What is intermittent claudication?
Intermittent claudication is a clinical diagnosis. It is caused by muscle lactic acid production due to inadequate blood flow to meet the demands of the muscle for a particular activity e.g. walking. It is classically described as a debilitating cramp, ache or dull pain that is: • reliably brought on by walking; • not present on taking the first step (unlike arthritis); • reliably relieved by rest, usually within 5 minutes of stopping The distance you are able to walk without stopping (claudication distance) is often very consistent, but you may notice a decrease if walking uphill or walking at a quicker pace. Your general medical health can impact on your claudication distance if your capacity to deliver oxygenated blood to the muscles is compromised e.g. anaemia or heart failure.
What causes intermittent claudication?
The underlying process is predominantly atherosclerosis – fatty deposits - affecting the arteries in the legs. These fatty deposits gradually ‘silt up’ the artery causing a narrowing (stenosis) or blockage (occlusion) resulting in inadequate blood flow to the muscle. This is commonly seen after the age of 55, but in combination with other risk factors it is increasingly seen at a younger age. Those risk factors are smoking, diabetes, elevated cholesterol and high blood pressure. Occasionally, particularly in the younger person, other causes of intermittent claudication occur such as popliteal entrapment syndrome, iliac artery endofibrosis or arterial trauma following a sporting injury e.g. knee dislocation. The muscle group affected by claudication is classically one anatomical level below the level of arterial narrowing or blockage. For example, pain felt in the calf usually results from disease affecting the artery in the thigh (superficial femoral artery). Similarly, disease affecting the aorta or pelvic arteries can cause buttock, thigh, and calf symptoms as well as impotence: Leriche’s syndrome.
Why is intermittent claudication important?
Atherosclerosis tends to be a multisystem disease; the presence of intermittent claudication in the legs correlates with arterial disease elsewhere in the body including the heart (>50%) and head (>40%). Thus, individuals with intermittent claudication are at a higher risk of stroke, heart attack or kidney failure compared to their disease-free counterparts. The overall risk of a major cardiovascular event is 5-7% per year if risk factors are not adequately addressed. The common modifiable risk factors for peripheral arterial disease mirror those for coronary artery disease: smoking, diabetes, high blood pressure, and elevated cholesterol.
Will I lose my leg?
One-quarter of patients presenting with intermittent claudication will experience deterioration in their walking distance during their lifetime. The overall risk of progression to a leg that is threatened due to a lack of blood supply –critical leg ischaemia - is small, with
What investigations should be performed for intermittent claudication?
Following a thorough clinical review your surgeon may organise further tests and imaging investigations aimed at: a) confirming the presence and severity of peripheral arterial disease, b) identifying the location of the affected arteries, and c) assessing your suitability for the differing types of treatments we offer. A combination of the following tests may be recommended depending on your clinical presentation: 1.Blood analysis to check for anaemia, kidney function, cholesterol levels, 2.Ankle brachial pressure index (ABPI) assessment 3.Electrocardiogram (ECG) 4.Duplex Doppler ultrasound scan 5.CT angiogram 6.MR angiogram
What are the treatments for intermittent claudication?

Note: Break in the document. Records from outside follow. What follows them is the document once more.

PR #2495, opened 2018-01-25
PAAS-1266 allow GCR rebuild

grosser:
@dndungu @jonmoter


app/controllers/builds_controller.rb
```diff
@@ -34,8 +34,8 @@ def new
   end
 
   def create
-    external_id = params.dig(:build, :external_id).presence
-    if external_id && @build = Build.where(external_id: external_id).first
+    if registering_external_build? && @build = find_external_build
+      return head :unprocessable_entity if @build.docker_repo_digest
```
ragurney: This can be removed.

grosser: nah, actually need this since edit is calling it with `validate: false` so it won't blow up but get silently ignored ... blowing up makes debugging faster :)

PR #2499, opened 2018-01-26
 Prevent cache overflow from secrets lookup

ragurney:
@grosser


config/application.rb
```diff
@@ -49,7 +49,7 @@ class Application < Rails::Application
     config.eager_load_paths << "#{config.root}/lib"
 
     if Rails.env.test?
-      config.cache_store = :memory_store
+      config.cache_store = :memory_store, { max_size: 1_000_000 }
```
grosser: revert that

Gemfile.lock
```diff
@@ -257,6 +257,7 @@ GEM
       http (= 0.9.8)
       recursive-open-struct (= 1.0.0)
       rest-client
+    large_object_store (1.3.3)
```
grosser: make sure to bump before merge

grosser:
FYI current `Marshal.dump(SecretStorage.lookup_cache).size` was 123253 ... but still good to not have a time-bomb in the codebase 💣

PR #2502, opened 2018-01-28
refactor deploy group role passing

grosser:


plugins/kubernetes/test/models/kubernetes/deploy_executor_test.rb
```diff
@@ -161,6 +161,12 @@ def worker_is_unstable
       out.wont_include "Deploy status after"
     end
 
+    it "does limited amounts of queries" do
+      assert_sql_queries(37) do
```
grosser: before we had 38, so a little bit better even :)

PR #2508, opened 2018-01-30
allow fetching repo digest from gcloud when sync failed

grosser:
@jonmoter @ragurney 

screen shot 2018-01-29 at 6 46 53 pm
screen shot 2018-01-29 at 6 36 52 pm
screen shot 2018-01-29 at 6 36 05 pm

### DIFF
--- a/plugins/gcloud/app/controllers/gcloud_controller.rb
+++ b/plugins/gcloud/app/controllers/gcloud_controller.rb
@@ -1,0 +1,38 @@
+# frozen_string_literal: true
+class GcloudController < ApplicationController
+  def sync_build
+    build = Build.find(params[:id])
+    path = [build.project, build]
+
+    if error = update_build(build)
+      redirect_to path, alert: "Failed to sync: #{error}"
+    else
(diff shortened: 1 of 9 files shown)


plugins/gcloud/app/controllers/gcloud_controller.rb
```diff
@@ -0,0 +1,38 @@
...
+    success, output = Samson::CommandExecutor.execute(*command, timeout: 10, whitelist_env: ["PATH"])
+    return "Failed to execute gcloud command: #{output}" unless success
+
+    JSON.parse(output).dig_fetch("results", "images").each do |image|
+      name = image.fetch("name")
+      if name.end_with?("/#{build.image_name}")
+        digest = image.fetch("digest")
+        build.update_attributes!(
+          docker_repo_digest: "#{name}@#{digest}",
+          external_status: "succeeded"
```
jonmoter: What about the scenario where Samson thinks the build is still running, but it actually failed?  Would be good to update the status in that case too.

PR #3027, opened 2018-10-29
do not pick a random context if saved context is no longer available

grosser:
@zendesk/compute 

screen shot 2018-10-29 at 2 40 23 pm
screen shot 2018-10-29 at 2 43 03 pm

### DIFF
--- a/plugins/kubernetes/app/models/kubernetes/cluster.rb
+++ b/plugins/kubernetes/app/models/kubernetes/cluster.rb
@@ -23,10 +23,6 @@ module Kubernetes
       (@client ||= {})[type] ||= build_client(type)
     end
 
-    def context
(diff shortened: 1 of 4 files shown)


plugins/kubernetes/app/models/kubernetes/cluster.rb
```diff
@@ -54,7 +54,7 @@ def server_version
 
     def connection_valid?
       client('v1').api_valid?
-    rescue *SamsonKubernetes.connection_errors
+    rescue KeyError, *SamsonKubernetes.connection_errors
```
adammw: capture earlier and reraise as a custom exception?

adammw (approved):
👍 but would like to see the KeyError fixed.

PR #3028, opened 2018-10-30
show logs from init containers on 1.7+ clusters

grosser:
also unifies init container logic which caused this bug / https://github.com/zendesk/samson/pull/2616

@zendesk/compute

### DIFF
--- a/plugins/kubernetes/app/models/kubernetes/api/pod.rb
+++ b/plugins/kubernetes/app/models/kubernetes/api/pod.rb
@@ -5,6 +5,14 @@ module Kubernetes
       INIT_CONTAINER_KEY = :'pod.beta.kubernetes.io/init-containers'
       INGORED_AUTOSCALE_EVENT_REASONS = %w[FailedGetMetrics FailedRescale].freeze
 
+      def self.init_containers(pod)
+        containers = pod.dig(:spec, :initContainers) || []
+        if json = pod.dig(:metadata, :annotations, Kubernetes::Api::Pod::INIT_CONTAINER_KEY)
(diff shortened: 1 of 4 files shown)


plugins/kubernetes/app/models/kubernetes/api/pod.rb
```diff
@@ -5,6 +5,14 @@ class Pod
       INIT_CONTAINER_KEY = :'pod.beta.kubernetes.io/init-containers'
       INGORED_AUTOSCALE_EVENT_REASONS = %w[FailedGetMetrics FailedRescale].freeze
 
+      def self.init_containers(pod)
+        containers = pod.dig(:spec, :initContainers) || []
+        if json = pod.dig(:metadata, :annotations, Kubernetes::Api::Pod::INIT_CONTAINER_KEY)
+          containers += JSON.parse(json, symbolize_names: true)
```
adammw: won't this end up with duplicates if both are specified (e.g. on 1.7)?

grosser: yeah kinda ... migrated pods will have both, maybe some other conditions ... I'll add a uniq

adammw: I have a feeling kubernetes actually picks one or the other rather than merging, but i'm not sure which / can't find documentation on that.

grosser: would depend on the cluster I guess ... but does not hurt to try to find logs for both I'd guess

adammw (approved):

PR #3031, opened 2018-10-30
docs

grosser:
@adammw


adammw:
can we add a comment to the resource edit form too (if it matches that starts with pattern)?

adammw (approved):

grosser:
screen shot 2018-10-30 at 1 23 15 pm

The two main aims when treating intermittent claudication are: a) prevent major cardiovascular morbidity (heart attack, stroke, kidney failure) through risk factor modification, and b) improve your walking distance. a) Risk factor modification All individuals with evidence of peripheral arterial disease benefit from risk factor modification to reduce the risk of cardiovascular morbidity. These include stopping smoking, blood pressure control and cholesterol optimization. Medications to help achieve these goals will often be used and include clopidogrel, aspirin, and statins. Diabetes increases the risk and severity of intermittent claudication proportional to the duration of affliction. Thus, the diagnosis and strict control of diabetes in combination with weight loss in the overweight individual is vital to reduce cardiovascular risk and prevent symptom deterioration. b) Symptom relief For many individuals with intermittent claudication a structured exercise program in combination with stopping smoking will lead to sustained improvement in their claudication distance and a reduction in cardiovascular risk. However, for some clients a structured exercise program in isolation is insufficient to relieve their symptoms. For these patients, particularly those suffering from severe life-style limiting claudication, more invasive therapies in the form of angioplasty or bypass surgery may be indicated. Circulation Clinic is able to offer a full range of individualised treatment plans to ensure our clients receive the best care for their intermittent claudication.